だが、信じられないことにたったの2~3年で復活を遂げたのだ。
若奥様のおかげだと、あの気難しいメルヴィンが褒めるのだ。その実力は本物なのだろう。一体どんな女傑なのかと思っていたが。
夫人は、女性にしては背が高い方だが華奢で、だがしっかりと相手の目を見て話すアンバーの瞳が印象的な美しい女性だった。
離婚の依頼人はふた手に別れる。
裏切られた悲しみに相手の破滅を願う者。もしくはもともと愛などなく、金銭を根こそぎ奪えれば良しとする者。
だが、今回の依頼人はどちらにも属さないようだ。
「はじめまして。弁護士のジェフリー・マクレガーです。
さっそくですが、ご依頼の内容を伺ってもよろしいでしょうか」
夫人は、支える事無く、感情的になることも無く、淡々と事実のみを話し始めた。
それは中々に汚く、ある意味貴族らしい厭らしさの案件だった。
「では、夫人……いえ、アシュリー様とお呼びしても宜しいですか?」
「はい。構いません」
「では、アシュリー様。貴女の望みは円満離婚であると?」
「はい。子供の親権は望みません。慰謝料は、商会の特許権から得られるものだけで結構です。あとは私に何かあった時、その権利がウィリアムに渡るようにして頂きたいの。
私は彼等が不幸になることを望んではいません」
これは……。トントントンと指で軽く机を叩きながら考える。
「アシュリー様。これでは勝てるものも勝てなくなる可能性が出てきますね」
「……何故でしょうか」
「貴女から本気さが感じられないからです。これならば、少し強く出れば覆せると思われかねない。
貴女は本気で伯爵をも守るおつもりですか?
それならば離婚しなければいい。そう言われますよ。
厳しい言い方かもしれませんが、離婚とは縁を切ることです。ですから、甘い情は捨てるべきだ。
それが、彼が新しい家庭を守る事にも繋がるのではないでしょうか」
愛情が残っていると分かれば、離婚では無く別居を求められる可能性が高くなる。そうすれば愛人親子の扱いも難しくなり、クィントン伯爵家も口を出してくるだろう。
そうならないためには、きっぱりと離婚の意思を見せる必要がある。
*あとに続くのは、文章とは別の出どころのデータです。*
PR #12122, opened 2020-06-11
Configure: Try to enable ec_nistp_64_gcc_128 by default

sebastianas:
As far as I undertand ec_nistp_64_gcc_128 isn't enabled by default
because the compiler does not always support it.

Invoke the compiler and look for __SIZEOF_INT128__ in its pre-defines
which is set by gcc if supported.

### DIFF
--- a/Configure
+++ b/Configure
@@ -494,7 +494,6 @@ our %disabled = ( # "what"         => "comment"
                   "crypto-mdebug"       => "default",
                   "crypto-mdebug-backtrace" => "default",
                   "devcryptoeng"        => "default",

いかにも愛が残っていると思わせれば面倒なことにしかならない。
「……それは子供もでしょうか」
「お子さんに関しては、どの程度の関わりを残しますか?年に何度か面会交流を求めることも出来ますし、二度と会わないと約束する場合もあります。
ですがアシュリー様、私は本心を教えて頂きたい。貴女は本当の望みを隠していませんか?」
「……私は嘘は吐いておりません」
「だが、本当の事も言っていない。違いますか?」
「……」
どうやら嘘は苦手らしい。無言の肯定か。
「アシュリー様。私は貴女の味方です。何があろうと貴女をお守りし、その願いが叶うよう尽力致します。
どうか私を信じて頂けませんか」
アシュリー様の瞳が少し潤んだ。
それでも視線は外さない。
「……私の望みを言ってもいいのですか」
「はい。必ず勝ち取れるかはお聞きしてからでないと分かりません。ですが、その望みに少しでも近付けるよう努力致します。
初めから諦めていてはゼロにしかならない。